Run your data through Geneva in parallel and compare outcomes by segment. You keep your current process while you validate accuracy, bias, and stability with real history.
Pick a time that works. The rest happens on the call.
A Parallel Forecast Test lets you evaluate a new forecasting engine using your real data while keeping your current process intact. We run your historical demand and planning hierarchies through Geneva in parallel, then compare forecast accuracy, bias, and stability by segment. You get a clear, decision ready view of where performance improves, where exceptions appear, and what it would take to operationalize the workflow for planners. This is ideal for teams who want modern forecasting without the rollout pain, system overhead, and slow change cycles that can come with legacy planning environments.

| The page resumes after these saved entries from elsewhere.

PR #29482, opened 2022-04-22
Fix crash when sockaddr cannot be converted to string

sifmelcara:
`grpc_sockaddr_to_uri()` does not support binder transport URI scheme
(which uses an invalid sa_family (`AF_MAX`) to avoid misuse) at
this moment. Fallback to empty string here to keep the old behavior.

### DIFF
--- a/src/core/ext/filters/client_channel/subchannel.cc
+++ b/src/core/ext/filters/client_channel/subchannel.cc
@@ -676,7 +676,8 @@ Subchannel::Subchannel(SubchannelKey key,
             {GRPC_MAX_CHANNEL_TRACE_EVENT_MEMORY_PER_NODE_DEFAULT, 0,
              INT_MAX}));
     channelz_node_ = MakeRefCounted<channelz::SubchannelNode>(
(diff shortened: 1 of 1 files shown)


src/core/ext/filters/client_channel/subchannel.cc
```diff
@@ -676,7 +676,7 @@ Subchannel::Subchannel(SubchannelKey key,
             {GRPC_MAX_CHANNEL_TRACE_EVENT_MEMORY_PER_NODE_DEFAULT, 0,
              INT_MAX}));
     channelz_node_ = MakeRefCounted<channelz::SubchannelNode>(
-        grpc_sockaddr_to_uri(&key_.address()).value(),
+        grpc_sockaddr_to_uri(&key_.address()).value_or(""),
```
markdroth, line 679: The empty string isn't very useful.  Let's make it something like "<unknown address type>".

markdroth: Looks like github munged my comment.  I meant something like `<unknown address type>`.

markdroth (approved):

PR #29485, opened 2022-04-22
Add DNS Server address override to the EventEngine API

drfloob:


include/grpc/event_engine/event_engine.h
```diff
@@ -331,8 +336,11 @@ class EventEngine {
   // de-experimentalize this API.
   virtual bool IsWorkerThread() = 0;
 
-  /// Creates and returns an instance of a DNSResolver.
-  virtual std::unique_ptr<DNSResolver> GetDNSResolver() = 0;
+  /// Creates and returns an instance of a DNSResolver, optionally configured by
+  /// the \a options struct.
+  virtual std::unique_ptr<DNSResolver> GetDNSResolver(
+      const DNSResolver::ResolverOptions& options =
```
markdroth, line 342: @ctiller tends to really dislike default-value parameters.  Might be better to just make this required; it's not that onerous to require the caller to instantiate an empty struct when they call this method.

include/grpc/event_engine/event_engine.h
```diff
@@ -261,6 +261,11 @@ class EventEngine {
     struct LookupTaskHandle {
       intptr_t key[2];
     };
+    /// Optional configuration for DNSResolvers.
+    struct ResolverOptions {
+      /// Override the DNSResolver's default authority.
+      std::string authority;
```
markdroth, line 267: Using the term "authority" here seems weird, because this API is not expressed in terms of "dns:" URIs.  Instead, I suggest calling this "dns_server".

include/grpc/event_engine/event_engine.h
```diff
@@ -261,6 +261,11 @@ class EventEngine {
     struct LookupTaskHandle {
       intptr_t key[2];
     };
+    /// Optional configuration for DNSResolvers.
+    struct ResolverOptions {
+      /// Override the DNSResolver's default authority.
```
markdroth, line 266: We should say something like "if empty, default DNS servers will be used."

Also, do we want to restrict this to being specified as IP:port, or do we want to allow EE impls to be able to support resolving this name using the default DNS servers?  Currently, we support only IP:port.

include/grpc/event_engine/event_engine.h
drfloob: Done

include/grpc/event_engine/event_engine.h
drfloob: Done

include/grpc/event_engine/event_engine.h
drfloob: Good question. I'm in favor of limiting it to IP:port for YAGNI reasons: it avoids the added complexity of supporting a feature that can't be used today. Changing gRPC's URI policy later would technically mean a breaking change for the engine API, but one that most applications will probably never encounter. WDYT?

markdroth (approved):

PR #29495, opened 2022-04-26
Add log urls to junit report.

wanlin31:
This pr adds the feature of providing links to logs in load test Junit reports.

This pr should be merged after https://github.com/grpc/test-infra/pull/306.

### DIFF
--- a/tools/internal_ci/linux/grpc_e2e_performance_gke.sh
+++ b/tools/internal_ci/linux/grpc_e2e_performance_gke.sh
@@ -132,8 +132,8 @@ time ../test-infra/bin/prepare_prebuilt_workers \
 time ../test-infra/bin/runner \
     -i "loadtest_with_prebuilt_workers_${WORKER_POOL_8CORE}.yaml" \
     -i "loadtest_with_prebuilt_workers_${WORKER_POOL_32CORE}.yaml" \
+    -log-url-prefix "${LOG_URL_PREFIX}" \
     -polling-interval 5s \
     -delete-successful-tests \
-    -log-url-prefix "${LOG_URL_PREFIX}" \
     -c "${WORKER_POOL_8CORE}:2" -c "${WORKER_POOL_32CORE}:2" \
     -o "runner/sponge_log.xml"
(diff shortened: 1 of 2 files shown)


tools/internal_ci/linux/grpc_e2e_performance_gke.sh
```diff
@@ -126,11 +126,15 @@ time ../test-infra/bin/prepare_prebuilt_workers \
     -t "${UNIQUE_IDENTIFIER}" \
     -r "${ROOT_DIRECTORY_OF_DOCKERFILES}"
 
+# calculate the prefix of the log URL
```
paulosjca, line 129: I would move this to the environment variable definition section, under WORKER_POOL_32CORE.

I would change the comment to something like "Prefix for log URLs in cnsviewer."

It looks like there is only one version of cnsviewer now, so I would change the URL to use "cnsviewer" instead of "cnsviewer2".

tools/internal_ci/linux/grpc_e2e_performance_gke_experiment.sh
```diff
@@ -124,11 +124,15 @@ time ../test-infra/bin/prepare_prebuilt_workers \
     -t "${UNIQUE_IDENTIFIER}" \
     -r "${ROOT_DIRECTORY_OF_DOCKERFILES}"
 
+# calculate the prefix of the log URL
+LOG_URL_PREFIX="http://cnsviewer2/placer/prod/home/kokoro-dedicated/build_artifacts/${KOKORO_BUILD_ARTIFACTS_SUBDIR}/github/grpc/"
```
paulosjca, line 128: Same comment as in the other file.

tools/internal_ci/linux/grpc_e2e_performance_gke.sh
wanlin31: I have verified that `cnsviewer` link worked okay.

tools/internal_ci/linux/grpc_e2e_performance_gke_experiment.sh
```diff
@@ -130,5 +132,6 @@ time ../test-infra/bin/runner \
     -i "loadtest_with_prebuilt_workers_${WORKER_POOL_32CORE}.yaml" \
     -polling-interval 5s \
     -delete-successful-tests \
+    -log-url-prefix "${LOG_URL_PREFIX}" \
```
paulosjca, line 135: Nit: I would add -log-url-prefix right after -i, to follow the order of the flags in the help. But it is not important.

paulosjca (approved):

PR #27193, opened 2021-08-30
Updated backoff to use absl::Random 

veblush:
https://github.com/grpc/grpc/pull/26479 & internal b/192110891

PR #29496, opened 2022-04-26
Delete BUILD.gn

tamird:
This was erroneously added in https://github.com/grpc/grpc/pull/27193
via bad merge conflict resolution.

The presence of this file makes it impossible for Fuchsia to update
grpc.

@veblush


drfloob:
@tamird Thanks for contributing. Is this a critical bug at all? We generally only do patch releases when they are absolutely essential, it's an onerous process that takes a few days of testing and requires a half dozen people participate. This backport PR is fine to land, but it would not be actionable unless having `BUILD.gn` in the build is a significant problem.

tamird:
As mentioned in the commit message and PR description, the presence of this file in any released version makes that version *unusable* in Fuchsia's build system.

drfloob:
Understood. BUILD.gn existed in the v1.44.0 release as well, which has been out since February. Maybe nobody in the Fuchsia community has attempted to upgrade? The v1.46.0 release will be coming out in a week or two, might it be possible to skip v1.45, or do you need v1.45 for some specific reason?

tamird:
Yes, nobody has attempted to update for some time. We're ok with skipping 1.45.

drfloob:
@tamird Let's make that the plan, then. The tests will not pass due to CI changes that have happened since this release, and we'd need an admin to force-merge it.

nicolasnoble:
Someone called?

A Parallel Forecast Test runs your data through a new forecasting engine alongside your current forecast so you can compare accuracy, bias, and stability without changing your live process.
It starts with a short scoping call, then we align on the data extract and segmentation. Most teams can review initial results quickly once data is available.
Historical actuals, your forecast history if available, key hierarchies, calendars, and any events or promotions that materially impact demand.
A results summary with forecast accuracy and bias by segment, plus practical recommendations for how to operationalize the workflow.
No. The parallel test is designed to reduce risk and validate performance before any technology decisions are made.
Teams forecasting demand, sales, or inventory that want modern forecasting performance with a planner friendly workflow and clear governance.
The Parallel Forecast Test offers numerous advantages for organizations seeking to enhance their forecasting capabilities. By allowing teams to run their historical data alongside the new forecasting engine, businesses can validate the accuracy of their forecasts without disrupting existing processes.
This method not only highlights improvements in forecast accuracy and stability but also provides insights into potential biases. Teams can leverage these insights to make informed decisions, optimize their planning processes, and ultimately drive better business outcomes.
The Parallel Forecast Test operates by integrating historical demand data with the advanced forecasting engine developed by RoadMap Tech. This process involves running existing forecasts in tandem with the new system, enabling a direct comparison of results.
The Parallel Forecast Test is ideally suited for teams involved in demand forecasting, sales predictions, or inventory management. Organizations looking to modernize their forecasting processes without the risks associated with system overhauls will find this test particularly beneficial.
Following the completion of the Parallel Forecast Test, teams should analyze the results to determine the effectiveness of the new forecasting engine. This analysis will help identify areas where the new system outperforms the existing processes and where adjustments may be necessary.